Beginning at the line that includes "https://webpack.js.org/guides/tree-shaking", print each remaining line of the data word for word. Output nothing else.

______________________________

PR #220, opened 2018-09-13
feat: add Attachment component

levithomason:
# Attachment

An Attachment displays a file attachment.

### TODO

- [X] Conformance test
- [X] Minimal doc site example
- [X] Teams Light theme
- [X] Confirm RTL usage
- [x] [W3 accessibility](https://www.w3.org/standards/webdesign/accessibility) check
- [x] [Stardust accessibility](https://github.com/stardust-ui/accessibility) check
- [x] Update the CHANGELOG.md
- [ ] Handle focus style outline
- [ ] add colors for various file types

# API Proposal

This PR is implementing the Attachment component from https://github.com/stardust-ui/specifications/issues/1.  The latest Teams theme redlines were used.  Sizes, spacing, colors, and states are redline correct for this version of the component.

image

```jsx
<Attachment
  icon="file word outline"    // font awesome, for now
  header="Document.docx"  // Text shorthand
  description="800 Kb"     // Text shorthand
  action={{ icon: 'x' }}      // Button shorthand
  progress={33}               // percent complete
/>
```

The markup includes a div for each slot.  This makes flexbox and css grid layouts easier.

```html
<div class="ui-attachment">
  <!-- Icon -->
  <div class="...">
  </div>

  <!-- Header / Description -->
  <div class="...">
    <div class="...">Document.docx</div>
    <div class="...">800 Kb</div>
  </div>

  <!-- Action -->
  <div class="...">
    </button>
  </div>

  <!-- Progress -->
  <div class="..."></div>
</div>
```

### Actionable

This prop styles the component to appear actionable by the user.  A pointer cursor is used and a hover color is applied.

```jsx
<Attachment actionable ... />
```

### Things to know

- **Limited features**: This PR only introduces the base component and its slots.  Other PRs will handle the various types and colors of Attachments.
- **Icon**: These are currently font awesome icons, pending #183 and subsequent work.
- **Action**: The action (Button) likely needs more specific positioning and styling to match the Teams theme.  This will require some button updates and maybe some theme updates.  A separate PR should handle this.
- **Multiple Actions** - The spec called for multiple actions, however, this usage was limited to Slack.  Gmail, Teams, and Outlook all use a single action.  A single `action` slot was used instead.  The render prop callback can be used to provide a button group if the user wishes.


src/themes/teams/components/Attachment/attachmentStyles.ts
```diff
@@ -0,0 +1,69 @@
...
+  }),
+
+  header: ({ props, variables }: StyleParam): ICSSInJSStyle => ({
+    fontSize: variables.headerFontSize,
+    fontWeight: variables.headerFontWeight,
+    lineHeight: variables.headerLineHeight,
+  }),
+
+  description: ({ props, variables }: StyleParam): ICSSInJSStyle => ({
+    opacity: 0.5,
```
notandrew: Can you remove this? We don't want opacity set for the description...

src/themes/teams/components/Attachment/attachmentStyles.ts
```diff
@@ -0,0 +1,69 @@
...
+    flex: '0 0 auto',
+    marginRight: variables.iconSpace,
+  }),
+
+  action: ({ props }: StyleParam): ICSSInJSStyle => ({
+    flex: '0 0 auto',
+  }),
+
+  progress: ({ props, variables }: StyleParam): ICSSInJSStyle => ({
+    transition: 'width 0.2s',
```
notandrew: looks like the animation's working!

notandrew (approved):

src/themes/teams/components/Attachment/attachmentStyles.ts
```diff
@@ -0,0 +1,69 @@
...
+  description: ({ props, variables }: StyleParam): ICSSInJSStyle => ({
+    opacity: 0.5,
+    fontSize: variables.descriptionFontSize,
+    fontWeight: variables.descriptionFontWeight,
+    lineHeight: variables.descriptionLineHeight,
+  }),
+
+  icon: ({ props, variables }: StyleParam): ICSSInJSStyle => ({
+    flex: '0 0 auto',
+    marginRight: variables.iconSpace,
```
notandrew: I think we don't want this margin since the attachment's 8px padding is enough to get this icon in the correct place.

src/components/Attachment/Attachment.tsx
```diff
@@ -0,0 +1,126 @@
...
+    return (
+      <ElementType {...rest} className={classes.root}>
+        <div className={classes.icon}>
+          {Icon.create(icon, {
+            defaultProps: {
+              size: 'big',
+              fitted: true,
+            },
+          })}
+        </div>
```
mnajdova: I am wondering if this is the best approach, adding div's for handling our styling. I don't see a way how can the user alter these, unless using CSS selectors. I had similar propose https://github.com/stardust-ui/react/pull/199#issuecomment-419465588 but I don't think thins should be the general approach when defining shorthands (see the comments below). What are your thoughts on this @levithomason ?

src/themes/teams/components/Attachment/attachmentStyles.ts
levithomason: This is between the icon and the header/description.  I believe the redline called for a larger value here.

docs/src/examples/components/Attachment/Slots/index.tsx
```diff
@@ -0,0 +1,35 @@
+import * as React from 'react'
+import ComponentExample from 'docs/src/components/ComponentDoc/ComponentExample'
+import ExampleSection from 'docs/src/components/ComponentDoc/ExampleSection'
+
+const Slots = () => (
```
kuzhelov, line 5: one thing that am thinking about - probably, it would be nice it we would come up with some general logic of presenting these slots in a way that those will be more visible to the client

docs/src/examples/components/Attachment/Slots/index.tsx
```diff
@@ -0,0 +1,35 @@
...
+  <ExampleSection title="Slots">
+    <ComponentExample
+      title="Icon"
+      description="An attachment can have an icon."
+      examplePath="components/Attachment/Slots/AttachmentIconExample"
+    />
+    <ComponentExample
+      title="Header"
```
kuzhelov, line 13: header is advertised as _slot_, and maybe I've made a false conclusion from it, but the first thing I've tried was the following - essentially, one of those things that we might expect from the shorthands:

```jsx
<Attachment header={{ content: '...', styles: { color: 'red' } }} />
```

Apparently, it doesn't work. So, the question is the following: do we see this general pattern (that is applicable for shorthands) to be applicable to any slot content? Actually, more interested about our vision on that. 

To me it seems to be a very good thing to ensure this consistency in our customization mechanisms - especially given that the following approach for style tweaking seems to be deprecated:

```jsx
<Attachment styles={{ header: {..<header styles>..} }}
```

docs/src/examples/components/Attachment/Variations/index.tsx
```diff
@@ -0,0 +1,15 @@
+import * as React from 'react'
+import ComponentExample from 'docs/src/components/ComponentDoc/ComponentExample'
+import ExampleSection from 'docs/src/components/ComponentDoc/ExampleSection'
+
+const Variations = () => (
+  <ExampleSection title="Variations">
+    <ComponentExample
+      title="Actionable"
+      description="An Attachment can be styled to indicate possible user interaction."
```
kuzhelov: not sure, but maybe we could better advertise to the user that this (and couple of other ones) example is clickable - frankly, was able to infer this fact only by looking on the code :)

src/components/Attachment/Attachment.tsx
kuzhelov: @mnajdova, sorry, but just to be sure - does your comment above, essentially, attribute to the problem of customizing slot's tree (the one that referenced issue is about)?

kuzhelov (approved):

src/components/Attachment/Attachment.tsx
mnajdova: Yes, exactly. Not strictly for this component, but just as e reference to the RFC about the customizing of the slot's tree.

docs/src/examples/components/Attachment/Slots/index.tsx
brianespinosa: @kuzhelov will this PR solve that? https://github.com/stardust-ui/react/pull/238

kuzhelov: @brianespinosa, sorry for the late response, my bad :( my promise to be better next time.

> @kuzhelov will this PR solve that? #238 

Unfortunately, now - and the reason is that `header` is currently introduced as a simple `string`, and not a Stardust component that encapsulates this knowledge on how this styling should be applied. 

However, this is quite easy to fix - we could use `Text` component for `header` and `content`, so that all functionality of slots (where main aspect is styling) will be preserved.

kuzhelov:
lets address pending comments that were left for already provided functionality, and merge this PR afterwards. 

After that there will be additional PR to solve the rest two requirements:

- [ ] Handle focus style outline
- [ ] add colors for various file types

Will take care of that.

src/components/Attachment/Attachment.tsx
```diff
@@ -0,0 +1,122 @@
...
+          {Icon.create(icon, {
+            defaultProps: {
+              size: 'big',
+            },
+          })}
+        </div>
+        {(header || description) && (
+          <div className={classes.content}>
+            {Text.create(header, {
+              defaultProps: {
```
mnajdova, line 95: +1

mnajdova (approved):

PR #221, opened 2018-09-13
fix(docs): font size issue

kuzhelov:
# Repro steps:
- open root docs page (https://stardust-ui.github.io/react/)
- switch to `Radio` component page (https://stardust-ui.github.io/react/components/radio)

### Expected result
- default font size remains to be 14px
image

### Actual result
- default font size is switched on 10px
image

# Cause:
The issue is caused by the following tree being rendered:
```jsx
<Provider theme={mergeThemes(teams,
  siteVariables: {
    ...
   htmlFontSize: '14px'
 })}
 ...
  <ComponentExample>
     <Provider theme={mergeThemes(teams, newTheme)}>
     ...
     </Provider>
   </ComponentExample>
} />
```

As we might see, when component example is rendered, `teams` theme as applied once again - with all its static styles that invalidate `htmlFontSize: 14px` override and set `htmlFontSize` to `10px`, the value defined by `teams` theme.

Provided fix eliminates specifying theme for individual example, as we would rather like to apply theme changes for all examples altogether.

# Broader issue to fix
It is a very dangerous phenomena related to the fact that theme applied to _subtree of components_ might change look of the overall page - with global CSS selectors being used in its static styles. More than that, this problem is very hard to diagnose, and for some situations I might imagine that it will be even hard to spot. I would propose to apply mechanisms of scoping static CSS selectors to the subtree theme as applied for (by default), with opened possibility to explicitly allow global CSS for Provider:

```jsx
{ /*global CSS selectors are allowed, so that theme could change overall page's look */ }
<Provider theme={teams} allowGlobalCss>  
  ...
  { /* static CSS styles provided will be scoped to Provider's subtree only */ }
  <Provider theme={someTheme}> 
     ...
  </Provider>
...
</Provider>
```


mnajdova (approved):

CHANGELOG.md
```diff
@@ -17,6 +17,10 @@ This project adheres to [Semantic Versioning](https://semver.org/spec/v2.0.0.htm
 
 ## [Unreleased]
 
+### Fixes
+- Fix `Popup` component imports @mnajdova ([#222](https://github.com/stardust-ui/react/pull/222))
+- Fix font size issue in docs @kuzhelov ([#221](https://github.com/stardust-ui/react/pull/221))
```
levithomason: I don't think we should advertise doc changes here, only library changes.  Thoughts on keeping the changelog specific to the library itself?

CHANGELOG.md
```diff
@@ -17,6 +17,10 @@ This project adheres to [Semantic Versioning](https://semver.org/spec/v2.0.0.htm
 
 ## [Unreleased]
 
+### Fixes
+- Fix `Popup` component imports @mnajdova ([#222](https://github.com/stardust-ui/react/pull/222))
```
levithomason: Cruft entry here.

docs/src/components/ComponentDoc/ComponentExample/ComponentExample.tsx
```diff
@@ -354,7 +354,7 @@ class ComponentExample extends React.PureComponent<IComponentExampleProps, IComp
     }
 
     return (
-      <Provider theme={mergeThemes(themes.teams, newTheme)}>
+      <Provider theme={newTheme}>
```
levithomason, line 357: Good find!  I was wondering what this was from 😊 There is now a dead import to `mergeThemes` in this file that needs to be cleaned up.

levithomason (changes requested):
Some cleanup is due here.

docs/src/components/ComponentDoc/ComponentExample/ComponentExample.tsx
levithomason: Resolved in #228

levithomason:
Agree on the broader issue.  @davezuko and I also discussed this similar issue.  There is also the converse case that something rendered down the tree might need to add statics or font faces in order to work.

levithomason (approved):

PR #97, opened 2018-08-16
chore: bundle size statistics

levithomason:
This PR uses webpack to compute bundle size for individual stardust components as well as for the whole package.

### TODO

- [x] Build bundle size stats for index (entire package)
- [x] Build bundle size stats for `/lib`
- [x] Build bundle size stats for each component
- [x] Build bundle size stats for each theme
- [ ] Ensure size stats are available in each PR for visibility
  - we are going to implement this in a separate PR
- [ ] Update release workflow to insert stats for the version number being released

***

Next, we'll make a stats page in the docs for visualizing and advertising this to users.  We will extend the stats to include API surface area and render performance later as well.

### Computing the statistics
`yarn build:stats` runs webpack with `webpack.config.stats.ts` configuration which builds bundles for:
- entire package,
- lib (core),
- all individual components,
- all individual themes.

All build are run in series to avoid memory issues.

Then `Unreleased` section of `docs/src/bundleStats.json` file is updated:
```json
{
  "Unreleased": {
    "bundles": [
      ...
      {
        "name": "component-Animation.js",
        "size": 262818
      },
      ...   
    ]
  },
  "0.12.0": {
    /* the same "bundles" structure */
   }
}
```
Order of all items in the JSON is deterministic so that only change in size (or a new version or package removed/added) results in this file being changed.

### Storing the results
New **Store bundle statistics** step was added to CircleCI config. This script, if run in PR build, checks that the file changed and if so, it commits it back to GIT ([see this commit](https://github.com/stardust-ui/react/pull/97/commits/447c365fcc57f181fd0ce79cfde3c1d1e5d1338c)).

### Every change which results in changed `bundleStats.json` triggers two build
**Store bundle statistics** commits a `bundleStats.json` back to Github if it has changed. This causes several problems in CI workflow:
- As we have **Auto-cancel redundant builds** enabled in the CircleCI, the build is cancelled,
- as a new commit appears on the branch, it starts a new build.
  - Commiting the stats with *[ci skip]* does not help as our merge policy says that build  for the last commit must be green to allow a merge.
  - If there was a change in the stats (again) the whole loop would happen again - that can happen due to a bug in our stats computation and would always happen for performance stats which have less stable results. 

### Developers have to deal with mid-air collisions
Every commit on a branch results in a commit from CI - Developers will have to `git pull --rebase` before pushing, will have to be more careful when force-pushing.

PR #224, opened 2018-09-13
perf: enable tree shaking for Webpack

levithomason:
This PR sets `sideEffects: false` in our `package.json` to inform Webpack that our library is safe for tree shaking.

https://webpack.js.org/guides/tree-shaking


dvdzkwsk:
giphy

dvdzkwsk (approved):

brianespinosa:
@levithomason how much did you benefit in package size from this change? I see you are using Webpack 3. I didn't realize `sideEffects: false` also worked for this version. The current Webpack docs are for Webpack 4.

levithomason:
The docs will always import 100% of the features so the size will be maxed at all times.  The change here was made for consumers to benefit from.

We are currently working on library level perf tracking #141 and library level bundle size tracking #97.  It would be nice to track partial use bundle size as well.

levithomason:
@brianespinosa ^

______________________________

RESULT OF THIS EXERCISE
https://webpack.js.org/guides/tree-shaking


dvdzkwsk:
giphy

dvdzkwsk (approved):

brianespinosa:
@levithomason how much did you benefit in package size from this change? I see you are using Webpack 3. I didn't realize `sideEffects: false` also worked for this version. The current Webpack docs are for Webpack 4.

levithomason:
The docs will always import 100% of the features so the size will be maxed at all times.  The change here was made for consumers to benefit from.

We are currently working on library level perf tracking #141 and library level bundle size tracking #97.  It would be nice to track partial use bundle size as well.

levithomason:
@brianespinosa ^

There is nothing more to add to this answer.